There are a lot more you just have to search till you find something.

If you have downloaded the POI File and UNZIPPED it using your email address you will find lots of different formats. One of the directories is Google Earth in it there are four files one is wild camping.kml . Having downloaded Google Earth and Opened it you can go to the top bar and OPEN wild camping.kml Google Earth will then show all wild camping sites. Click on one and away you go. You can travel down the road and look at the camping place and decide if you like it or not.

Have fun ..


----------



## Blodwyn Pig (Jan 6, 2014)

Welcome.


----------



## Philcott (Jan 6, 2014)

LizRM said:


> Not that I can find. I have a Garmin nuvi 1490 if that means anything to you. Your help will be appreciated.



I don't know that make - will ask my son as he has a Garmin.


----------



## Philcott (Jan 6, 2014)

My son is not sure but he doesn't think so.
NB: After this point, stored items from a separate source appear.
Issue #704, opened 2023-05-10
Merge entity orientation information of grid and constraint handler


termi-official:
We should merge the constraint handler entity orientation api (https://github.com/Ferrite-FEM/Ferrite.jl/blob/90a5889cdecdea44389ba8a30b096d3a691e34a3/src/Dofs/ConstraintHandler.jl#L882-L887) with the grid orientation api (https://github.com/Ferrite-FEM/Ferrite.jl/blob/90a5889cdecdea44389ba8a30b096d3a691e34a3/src/Grid/grid.jl#L1385-L1432). Both do essentially the same.

termi-official:
There is more to consider soon:
https://github.com/Ferrite-FEM/Ferrite.jl/pull/743#discussion_r1363705812
https://github.com/Ferrite-FEM/Ferrite.jl/pull/743#discussion_r1363712185

PR #1343, opened 2026-06-10
🤖 :  Support multiple nodal dofs per face in 3D dof distribution

### LINKED ISSUE #1195: Multiple facedofs per face

KristofferC:
I wanted to try the new Fable model on something real and I came to think about this TODO. I am not sure it is wise (but maybe it is) to merge this but at least it can be used as inspiration.

Fixes https://github.com/Ferrite-FEM/Ferrite.jl/issues/1195

Bot commit message:

----------

🤖 

 Resolve the long-standing TODO in the dof distribution about more than
  one interior dof per face in 3D, which requires taking the relative
  rotation between local faces into account, not just the direction as
  for edges.

  `sortface` now returns an `OrientationInfo` (rotation shift + flip of
  the local face relative to the canonical face spanned by the sorted
  vertex tuple), replacing the empty `SurfaceOrientationInfo` placeholder.
  `permute_and_push!` uses it to map the interior face dofs, which are
  assumed to be placed on a regular lattice (triangular for triangle
  faces, tensor grid for quadrilateral faces), from the canonical storage
  order to the local face orientation, following the methodology of
  Scroggs et al. The lattice enumeration convention matches the existing
  interior node ordering of `Lagrange{RefTriangle, 4/5}` and
  `Lagrange{RefQuadrilateral, 3}`, and is documented in the
  `permute_and_push!` docstring. As before, no adjustment is done for
  cells with reference dimension 2, where the "face" is the interior of
  the cell itself (and not necessarily a lattice, e.g.
  `RaviartThomas{RefTriangle, 2}`).

  Add `Lagrange{RefTetrahedron, 3}` and `Lagrange{RefTetrahedron, 4}`,
  implemented via barycentric lattice multi-indices, where order 4 is the
  first interpolation with multiple interior dofs per face.

  Tests:
  - Brute-force geometric verification of the local-to-canonical index
    mapping for all 6 triangle / 8 quadrilateral face orientations.
  - Two-tet shared-face test checking that every global dof maps to the
    same physical location from both cells, for all 24 x 24 vertex
    orderings (also for a vectorized interpolation).
  - New interpolations added to the interpolation property tests, the
    facet continuity tests (including checking that interior face dofs
    follow the documented lattice enumeration), CellValues tests, and the
    Poisson convergence tests.

----------


src/Dofs/DofHandler.jl
```diff
@@ -713,39 +711,133 @@ so the unique representation is always a tuple length 3.
...
+# References
+ - [Scroggs2022](@cite) Scroggs et al. ACM Trans. Math. Softw. 48 (2022).
 """
-@inline function permute_and_push!(cell_dofs::Vector{Int}, dofs::StepRange{Int, Int}, ::SurfaceOrientationInfo, adjust_during_distribution::Bool, rdim::Int)
-    if rdim == 3 && adjust_during_distribution && length(dofs) > 1
-        error("Dof distribution for interpolations with multiple dofs per face not implemented yet.")
-    end
+@inline function permute_and_push!(cell_dofs::Vector{Int}, dofs::StepRange{Int, Int}, orientation::OrientationInfo, adjust_during_distribution::Bool, nfacenodes::Int, rdim::Int)
+    # TODO Investigate if we can somehow pass the interpolation into this function in a
+    # typestable way.
```
termi-official: For context: The idea here was to have a function `permute_and_push!(celldofs, dofs, orientation, must_adjust, interpolation)`. This way users can dispatch their high order own interpolations.

Also, this function can silently give the wrong result for high order non-Lagrange interpolations.

src/Grid/grid.jl
```diff
@@ -700,38 +700,8 @@ struct PathOrientationInfo
...
-"""
-struct SurfaceOrientationInfo
-    #flipped::Bool
-    #shift_index::Int
-end
-
-
 @doc raw"""
-    InterfaceOrientationInfo
+    OrientationInfo
```
termi-official: This is related to https://github.com/Ferrite-FEM/Ferrite.jl/issues/704 , but I think it goes in the wrong direction. The distinction here has been introduced to not extend the orientation info struct when implementing >3D elements, so we can add something like `VolumeOrientationInfo`. Just extending the struct can also give really hard to track down bugs when trying to move a 3D implementation to a 4D implementation.

I think the right way forward is to consequently use PathOrientationInfo (above) in 1D and SurfaceOrientationInfo (which is essentially this struct here) in 2D.

Does that make sense?

src/interpolations.jl
```diff
@@ -929,6 +931,87 @@ function reference_shape_value(ip::Lagrange{RefTetrahedron, 2}, ξ::Vec{3}, i::I
...
 end
 
+######################################
+# Lagrange RefTetrahedron order 3, 4 #
+######################################
+
+const Lagrange3DTet34 = Union{
+    Lagrange{RefTetrahedron, 3},
+    Lagrange{RefTetrahedron, 4},
+}
```
termi-official, line 959: xref https://github.com/Ferrite-FEM/Ferrite.jl/pull/1255#issuecomment-3722839070

termi-official (commented):
Left some comments here to consider.

The lattice operations look legitimate but we need to expand the test suite to ensure that they really work fine.

src/interpolations.jl
KristofferC: Feels a bit like early bike shedding, when the interpolations are actually added to Ferrite, the exact method as to how they should be defined can be discussed.

src/Grid/grid.jl
KristofferC: Kind of, but it becomes kind of inconsistent with `InterfaceOrientationInfo` which is a single struct for different dimensions (you can see the two `0` const arguments in its constructor now). Anyway, I pushed a commit that changed it to the suggestion here.

src/Dofs/DofHandler.jl
```diff
@@ -713,39 +711,136 @@ so the unique representation is always a tuple length 3.
...
+# References
+ - [Scroggs2022](@cite) Scroggs et al. ACM Trans. Math. Softw. 48 (2022).
 """
-@inline function permute_and_push!(cell_dofs::Vector{Int}, dofs::StepRange{Int, Int}, ::SurfaceOrientationInfo, adjust_during_distribution::Bool, rdim::Int)
-    if rdim == 3 && adjust_during_distribution && length(dofs) > 1
-        error("Dof distribution for interpolations with multiple dofs per face not implemented yet.")
-    end
+@inline function permute_and_push!(cell_dofs::Vector{Int}, dofs::StepRange{Int, Int}, orientation::SurfaceOrientationInfo, adjust_during_distribution::Bool, interior_facedofs_on_lattice::Bool, nfacenodes::Int, rdim::Int)
+    # TODO Investigate if we can somehow pass the interpolation into this function in a
+    # typestable way (instead of relying on the interior_facedofs_on_lattice trait).
```
termi-official, line 792: To ensure this can be customized in the future, can we explore if there is a sane way to pass the interpolation or some other object down here to control the dispatch? I am primarily thinking about downstream libraries providing new interpolations which do not follow tensor product orderings on the faces.

KristofferC: I'd rather not prematurely generalize and abstract things until the concrete need is there. I'm sure these type of refactorings can be done at that point.

KnutAM:
Just regarding naming etc. if something becomes public here, we should remove the path/surface in favour of edge/face to be consistent in the naming (path/surface were introduced before facet was introduced)

src/Dofs/DofHandler.jl
```diff
@@ -578,13 +576,13 @@ for the object (vertex, face) then simply return those, otherwise create new dof
...
 
-function add_face_dofs(cell_dofs::Vector{Int}, cell::AbstractCell, facedict::Dict, nfacedofs::Vector{Int}, nextdof::Int, adjust_during_distribution::Bool, n_copies::Int)
+function add_face_dofs(cell_dofs::Vector{Int}, cell::AbstractCell, facedict::Dict, nfacedofs::Vector{Int}, nextdof::Int, adjust_during_distribution::Bool, interior_facedofs_on_lattice::Bool, n_copies::Int)
     for (fi, face) in pairs(faces(cell))
         nfacedofs[fi] > 0 || continue # skip if no dof on this vertex
         sface, orientation = sortface(face)
         @debug println("\t\tface #$sface, $orientation")
         nextdof, dofs = get_or_create_dofs!(nextdof, nfacedofs[fi], n_copies, facedict, sface)
-        permute_and_push!(cell_dofs, dofs, orientation, adjust_during_distribution, getrefdim(cell)) # TODO: passing rdim of cell is temporary, simply to check if facedofs are internal to cell
+        permute_and_push!(cell_dofs, dofs, orientation, adjust_during_distribution, interior_facedofs_on_lattice, length(face), getrefdim(cell))
```
termi-official:
```suggestion
        nfacevertices = length(face) # `faces` returns the vertices of the geometric entity only
        permute_and_push!(cell_dofs, dofs, orientation, adjust_during_distribution, interior_facedofs_on_lattice, nfacevertices, getrefdim(cell))
```

src/Dofs/DofHandler.jl
```diff
@@ -713,39 +711,136 @@ so the unique representation is always a tuple length 3.
...
-
-    !!!TODO Investigate if we can somehow pass the interpolation into this function in a typestable way.
+# References
+ - [Scroggs2022](@cite) Scroggs et al. ACM Trans. Math. Softw. 48 (2022).
 """
-@inline function permute_and_push!(cell_dofs::Vector{Int}, dofs::StepRange{Int, Int}, ::SurfaceOrientationInfo, adjust_during_distribution::Bool, rdim::Int)
-    if rdim == 3 && adjust_during_distribution && length(dofs) > 1
-        error("Dof distribution for interpolations with multiple dofs per face not implemented yet.")
-    end
+@inline function permute_and_push!(cell_dofs::Vector{Int}, dofs::StepRange{Int, Int}, orientation::SurfaceOrientationInfo, adjust_during_distribution::Bool, interior_facedofs_on_lattice::Bool, nfacenodes::Int, rdim::Int)
```
termi-official:
```suggestion
@inline function permute_and_push!(cell_dofs::Vector{Int}, dofs::StepRange{Int, Int}, orientation::SurfaceOrientationInfo, adjust_during_distribution::Bool, interior_facedofs_on_lattice::Bool, nfacevertices::Int, rdim::Int)
```

src/Dofs/DofHandler.jl
```diff
@@ -713,39 +711,136 @@ so the unique representation is always a tuple length 3.
...
+    # typestable way (instead of relying on the interior_facedofs_on_lattice trait).
     n_copies = step(dofs)
     @assert n_copies > 0
-    for dof in dofs
-        for i in 1:n_copies
-            push!(cell_dofs, dof + (i - 1))
+    ndofs = length(dofs)
+    if rdim == 3 && adjust_during_distribution && ndofs > 1
+        interior_facedofs_on_lattice || error("Dof distribution for an interpolation with multiple dofs on a face shared between 3D cells requires the interior face dofs to be placed on a regular lattice; this interpolation has not opted in, see `Ferrite.interior_facedofs_on_lattice` and `Ferrite.permute_and_push!`.")
+        if nfacenodes == 3 # triangular face
```
termi-official:
```suggestion
        if nfacevertices == 3 # triangular face
```

src/Dofs/DofHandler.jl
```diff
@@ -713,39 +711,136 @@ so the unique representation is always a tuple length 3.
...
+            q = _triangle_lattice_order(ndofs)
+            for t2 in 0:q, t1 in 0:(q - t2)
+                dof = dofs[_canonical_facedof_index_triangle(t1, t2, q, orientation)]
+                for i in 1:n_copies
+                    push!(cell_dofs, dof + (i - 1))
+                end
+            end
+        elseif nfacenodes == 4 # quadrilateral face
```
termi-official:
```suggestion
        elseif nfacevertices == 4 # quadrilateral face
```

src/Dofs/DofHandler.jl
```diff
@@ -713,39 +711,136 @@ so the unique representation is always a tuple length 3.
...
+                error("$ndofs interior dofs on a quadrilateral face do not make up a regular lattice.")
+            end
+            for j in 0:(m - 1), i in 0:(m - 1)
+                dof = dofs[_canonical_facedof_index_quadrilateral(i, j, m, orientation)]
+                for k in 1:n_copies
+                    push!(cell_dofs, dof + (k - 1))
+                end
+            end
+        else
+            error("Faces with $nfacenodes vertices are not supported.")
```
termi-official:
```suggestion
            error("Faces with $nfacevertices vertices are not supported.")
```

src/Dofs/DofHandler.jl
```diff
@@ -713,39 +711,136 @@ so the unique representation is always a tuple length 3.
...
+    return c2 * (q + 1) - c2 * (c2 - 1) ÷ 2 + c1 + 1
+end
+
+# Compute the canonical (storage) index of the interior face dof at local lattice position
+# (i, j) of a quadrilateral face, with i, j ∈ {0, ..., m - 1} counted along the local
+# v1 → v2 and v1 → v4 directions, respectively. The local lattice maps to the canonical
+# lattice by the dihedral transformation that takes the local vertex at position u to
+# canonical position σ(u): a rotation by -shift_index quarter turns, followed by a diagonal
+# reflection (swapping positions 2 and 4) if the face is flipped.
+function _canonical_facedof_index_quadrilateral(i::Int, j::Int, m::Int, orientation::SurfaceOrientationInfo)
```
termi-official, line 865: To see if this works as expected in the fully integrated workflow, and as a regression check, should we add `Lagrange{RefHexahedron,3}`?

CHANGELOG.md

SO - I've taken the liberty of contacting Garmin themselves and asking the question. They say they will get back to me in three working days. When I get a reply will post on here.  Just in case no one else comes forward in the meantime to help you!


----------



## carol (Jan 6, 2014)

dave and mary said:


> Hi Liz and welcome. The 2 best things we have ever invested in for our travels in Europe are, the book called Camper stop this gives you places to stop all over Europe, and the other our Garmin with full European cover.
> 
> You buy the down loads for the country's you wont from the publisher at about £3 a country, down load on to the Garmin and then things as just so easy. Just stop push the button on the sat nave and all the Aires and sites come up with the distance from where you are, on it is a page number look that up in the book and all the info is there, if it a free site, or the cost if not. we travelled in France for 7 weeks and never spent a euro on sites or tolls.   For us this made European travel so much better than having to find sites before you leave or having to keep looking at maps all the time. There is suck a lot to see over there rather than just go to one country, this last year we just travelled in the uk and it was good but we found it very expensive, and very wet, but there are some lovely places to visit.
> 
> ...



Hi Dave and mary can you only do that with a Garmin? When I went last September I just took All The Aires


----------



## dave and mary (Jan 6, 2014)

carol said:


> Hi Dave and mary can you only do that with a Garmin? When I went last September I just took All The Aires



Hi Carol, 

   No I think you can do it with all sat naves, I am not that good with them and get my grandson to sort it out for me. There must be some one on here to help you how about tooth fairy he is a name I see come up a lot about tom tom sat naves sure he would help you.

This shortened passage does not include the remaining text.